BACKGROUND: Progression to hepatic fibrosis, and later to cirrhosis, is a well-established fact. Despite the advances in the diagnostic and therapeutic methods, this syndrome continues to be of difficult solution, especially when it is not possible to reverse the cause of cholestasis. The development of new therapeutic proposals is necessary in order to prevent the occurrence of hepatic fibrosis or cirrhosis.The present study, conducted on an experimental model of cholestasis induced by ligation of the common bile duct, was carried out in order to determine whether exclusion of the terminal ileum would reduced the development of hepatic fibrosis. There was no direct approach to the cause of cholestasis, but there was an intervention in the mechanisms of secretion and regulation of enterohepatic bile flow.

METHODS: Thirty-five female Wistar rats were divided into three groups: Group 1 was submitted only to laparotomy and laparorrhaphy, Group 2 to ligation of the common bile duct, and Group 3 to ligation of the common bile duct in combination with resection of the terminal ileum, with reconstruction of intestinal transit by means of an ileum-ascending colon anastomosis. After 30 days the animals were killed and the liver of each rat was removed for histological analysis.

RESULTS: The results were analyzed the Kruskal-Wallis test, with the level of significance set at 95 % (p < 0.05). Hepatic fibrosis, but not cirrhosis, was detected in Groups 2 and 3. Group 3 presented less marked fibrosis than Group 2.

CONCLUSION: We conclude that resection of the terminal ileum is associated with less marked histological alterations due to obstructive cholestasis in the liver of female rats.

Key words: Liver; Cholestasis extrahepatic; Liver cirrhosis; Common bile duct; Ileum.

INTRODUÇÃO

A bile é um dos principais veículos de excreção de metabólitos e de drogas do organismo. Entre as substâncias acumuladas no fígado durante a colestase, os ácidos biliares são os mais nocivos, por sua atividade detergente sobre a membrana do hepatócito e de organelas citoplasmáticas. A mais temível complicação da colestase é a fibrose hepática, que pode evoluir para cirrose e para insuficiência hepática1.

Whitington et al.2 propuseram a derivação biliar parcial externa, como forma de tratamento da colestase e, principalmente, do prurido, secundário à colestase intra-hepática familiar progressiva. A colestase que surge nessa doença caracteriza- se por icterícia colestática crônica, progressiva e hereditária, que evolui para cirrose hepática. O sintoma mais incapacitante é o prurido intenso, decorrente do acúmulo de ácidos biliares. Muitos dos pacientes evoluem para cirrose hepática. Estes autores perceberam a diminuição dos sintomas, notadamente do prurido, e da progressão para a cirrose hepática, após a drenagem biliar externa parcial, por meio de colecistojejunostomia, exteriorizada na pele.

Por sua vez, Hollands et al.3 propuseram, como forma de tratamento dessa mesma afecção, a exclusão dos últimos centímetros do íleo terminal, por meio de uma derivação íleo-cólon ascendente, com diminuição da absorção dos ácidos biliares no ciclo êntero-hepático. Esse procedimento evitava os inconvenientes de uma estomia. Apesar do número pequeno de pacientes e do curto período de acompanhamento, esse tratamento aliviou o prurido e melhorou a função hepática, em quatro dos cinco pacientes estudados.

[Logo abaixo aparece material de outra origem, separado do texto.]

PR #94, opened 2018-05-17
feat: add to cart button on PDP

kieckhafer:
_This takes care of the UI portion fo the ticket. The data portion needs some more GraphQL work to be done before it can be done (#95)._

Adds `Add to Cart` button, with quantity chooser, to the PDP.

Uses `uiStore` to read data pertaining to the currently selected variant / option.

## TESTING
- Uncomment the appropriate code in the `handleOnClick` function in `ProductDetailAddToCart.js`
- Navigate to a product page
- Use the quantity chooser to choose a quantity of item
- Press the "add to cart" button
- In your console, see that the correct amount of items was "added/logged"


src/components/ProductDetailAddToCart/ProductDetailAddToCart.js
```diff
@@ -0,0 +1,191 @@
...
+  },
+  incrementButton: {
+    backgroundColor: theme.palette.reaction.activeElementBackground,
+    padding: 6
+  },
+  quantityContainer: {
+    padding: 0,
+    border: `1px solid ${theme.palette.reaction.borderColor}`,
+    backgroundColor: theme.palette.common.white,
+    borderRadius: 2
```
willopez: Lets add a buttonBorderRadius prop to the reaction theme to to provide consistency in future components.

src/components/ProductDetailAddToCart/ProductDetailAddToCart.js
```diff
@@ -0,0 +1,191 @@
...
+    "borderLeft": `1px solid ${theme.palette.reaction.borderColor}`,
+    "borderRight": `1px solid ${theme.palette.reaction.borderColor}`
+  },
+  quantityTypography: {
+    marginBottom: theme.spacing.unit * 2
+  }
+});
+
+
+@withStyles(styles, { withTheme: true })
```
willopez: `{ withTheme: true }` is not necessary is this case, because the theme prop is not being used in the component and `@withStyles` will automatically proved the prop in the styles object.

src/components/ProductDetailAddToCart/ProductDetailAddToCart.js
```diff
@@ -0,0 +1,191 @@
...
+  static propTypes = {
+    classes: PropTypes.object,
+    pdpStore: PropTypes.object,
+    product: PropTypes.object,
+    theme: PropTypes.object
+  };
+
+  static defaultProps = {
+    classes: {},
+    theme: {}
```
willopez: not used in component, therefore unnecessary.

src/components/ProductDetailAddToCart/ProductDetailAddToCart.js
```diff
@@ -0,0 +1,191 @@
...
+    onClick: PropTypes.func.isRequired,
+    option: PropTypes.object,
+    selectedOption: PropTypes.string
+  }
+
+  static propTypes = {
+    classes: PropTypes.object,
+    pdpStore: PropTypes.object,
+    product: PropTypes.object,
+    theme: PropTypes.object
```
willopez: can be removed.

src/components/ProductDetailAddToCart/ProductDetailAddToCart.js
```diff
@@ -0,0 +1,191 @@
...
+                input: quantityInput
+              }
+            }}
+          />
+        </Grid>
+        <Grid item xs={12}>
+          <ButtonBase
+            onClick={this.handleOnClick}
+            className={addToCartButton}
+            fullWidth={true}
```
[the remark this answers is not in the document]
kieckhafer: 👍 I don't think full-width is needed, just forgot to remove.

src/components/ProductDetailAddToCart/ProductDetailAddToCart.js
kieckhafer: 👍

src/lib/stores/PdpStore.js
```diff
@@ -0,0 +1,32 @@
...
+  /**
+   * Selected option on the PDP
+   *
+   * @type String
+   * @default null
+   */
+  @observable _selectedOption = null;
+
+  @computed
+  get selectedOption() {
```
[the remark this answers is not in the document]
willopez: in general, follow mobx patters documented here: https://github.com/reactioncommerce/reaction-next-starterkit/pull/101

src/components/Divider/Divider.js
```diff
@@ -40,17 +40,22 @@ export default class Divider extends Component {
...
     const { classes: { container, item, label } } = this.props;
+
+    if (this.props.label) {
+      return (
+        <div className={container}>
+          <hr className={item} />
+          <Typography component="span" className={label}>{this.props.label}</Typography>
+          <hr className={item} />
+        </div>
+      );
```
aldeed: Generally this is more duplicated identical markup than I'd like to see. A common pattern to avoid this is:

```js
return (
  <div className={container}>
    <hr className={item} />
    {!!label && <Typography component="span" className={label}>{label}</Typography>}
    <hr className={item} />
  </div>
);
```

src/components/Divider/Divider.js
```diff
@@ -40,17 +40,22 @@ export default class Divider extends Component {
     label: PropTypes.string
   }
 
-  static defaultProps = {
-    label: "Available Options"
-  }
-
   render() {
     const { classes: { container, item, label } } = this.props;
```
aldeed: I would still destructure label, and rename the classes one.

```js
const { classes: { container, item, label: labelClass }, label } = this.props;
```

src/components/ProductDetail/ProductDetail.js
```diff
@@ -69,6 +71,7 @@ class ProductDetail extends Component {
               vendor={product.vendor}
             />
             <VariantList product={product} variants={product.variants}/>
+            <ProductDetailAddToCart>Add To Cart</ProductDetailAddToCart>
```
aldeed: I don't see `children` used in the `ProductDetailAddToCart` component, is it seems like you could just do `< ProductDetailAddToCart />` here?

kieckhafer:
@aldeed @willopez `mobx` changes have been pulled in, and my code has been updated accordingly.

src/components/ProductDetailOption/ProductDetailOption.test.js
```diff
@@ -1,18 +1,25 @@
...
     <MuiThemeProvider theme={theme}>
-      <ProductDetailOption
-        onClick={() => true}
-        isSelected={true}
-        option={option}
-      />
+      <Provider uiStore={uiStore}>
+        <ProductDetailOption
+          onClick={() => true}
+          isSelected={true}
```
aldeed: This should be just `isSelected`. The `={true}` is implied.

aldeed:
@kieckhafer There is an issue, which I think is due to data type. In `handleQuantityInputChange`, the value is a string so you get weird behavior. It might be enough to do `{ addToCartQuantity: Number(value) }`, or maybe `{ addToCartQuantity: Math.floor(Number(value)) }` to ensure integer.

may-22-2018 21-36-44

Also, I think the minimum should be 1. Clicking down should not drop it to 0 because why would you ever add 0?

rymorgan:
In terms of the colors -- It's going to be a lot easier/better if we can create our set of variables so that we can just be like @cool-grey or whatever. It seems that the sooner we do that the easier as I also overheard another discussion about color yesterday.  Can we implement these color variables? 

https://zpl.io/aBO3D8A

kieckhafer:
@rymorgan I'll add all these to the stylesheet

src/components/ProductDetailAddToCart/ProductDetailAddToCart.js
```diff
@@ -0,0 +1,204 @@
...
+    classes: {},
+    uiStore: {}
+  };
+
+  state = {
+    addToCartQuantity: 1
+  };
+
+  handleOnClick = () => {
+    // This function currently does nothing. When our GraphQL endpoints are available, we'll use them to add the items to the cart.
```
willopez: @aldeed this looks like a good place to elevate state management logic to a higher level, perhaps to the page level, and remove the mobx dependency for this component. A prop could be called here instead. Thoughts?

src/components/ProductDetailOptionsList/ProductDetailOptionsList.js
```diff
@@ -25,14 +26,17 @@ const styles = (theme) => ({
 });
 
 @withStyles(styles, { withTheme: true })
+@inject("uiStore")
```
willopez: `uiStore` can be removed as it's not being used.

src/components/ProductDetailAddToCart/ProductDetailAddToCart.js
aldeed: Good point. @kieckhafer The parent component, ProductDetail, has uiState, so you can move this code there and you won't need to inject state here.

So at top of the parent render function you would move:

```js
const { uiStore: { pdpSelectedOptionId, pdpSelectedVariantId } } = this.props;

let pdpProductToAddToCart = pdpSelectedVariantId;
if (pdpSelectedOptionId) {
  pdpProductToAddToCart = pdpSelectedOptionId;
}
```

And then do:

```js
<ProductDetailAddToCart variantId={pdpProductToAddToCart} />
```

And change this code here to use the passed in `variantId` prop.

kieckhafer:
@willopez @aldeed updated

Os trabalhos acima, verificaram a melhora dos sintomas e da função hepática e creditavam estas melhoras à diminuição da absorção de ácidos biliares no intestino, principalmente no íleo terminal. O nosso trabalho, procurou verificar,em caráter experimental, se a ressecção do íleo terminal, em ratas submetidas a ligadura do ducto hepático comum, alteraria o grau de fibrose hepática, mesmo na ausência de bile e ácidos biliares no intestino.

MÉTODO

Foram utilizadas trinta e cinco ratas Wistar com oito semanas de vida, nuligestas, com peso entre 200 g e 250 g. As ratas foram alocadas em gaiolas apropriadas, quatro animais por gaiola e tiveram livre acesso a água e ração para ratos.

Todos os procedimentos foram realizados, seguindo as diretrizes de pesquisa experimental em animais do International Guiding Principles for Biomedical Reserch Involving Animals (CIOMS), Genebra 1985 4. Na época dos experimentos o CETEA (Comitê de Ética em Experimentação Animal da UFMG) ainda não havia sido constituído.

As ratas foram distribuídas em três grupos:

Grupo 1: 15 ratas, grupo controle,submetidas apenas à laparotomia e laparorrafia;

Grupo 2: 10 ratas, submetidas a ligadura do ducto hepático comum;

Grupo 3: 10 ratas, submetidas a ligadura do ducto hepático comum e ressecção parcial do íleo terminal, com anastomose entre o íleo terminal remanescente e o cólon ascendente.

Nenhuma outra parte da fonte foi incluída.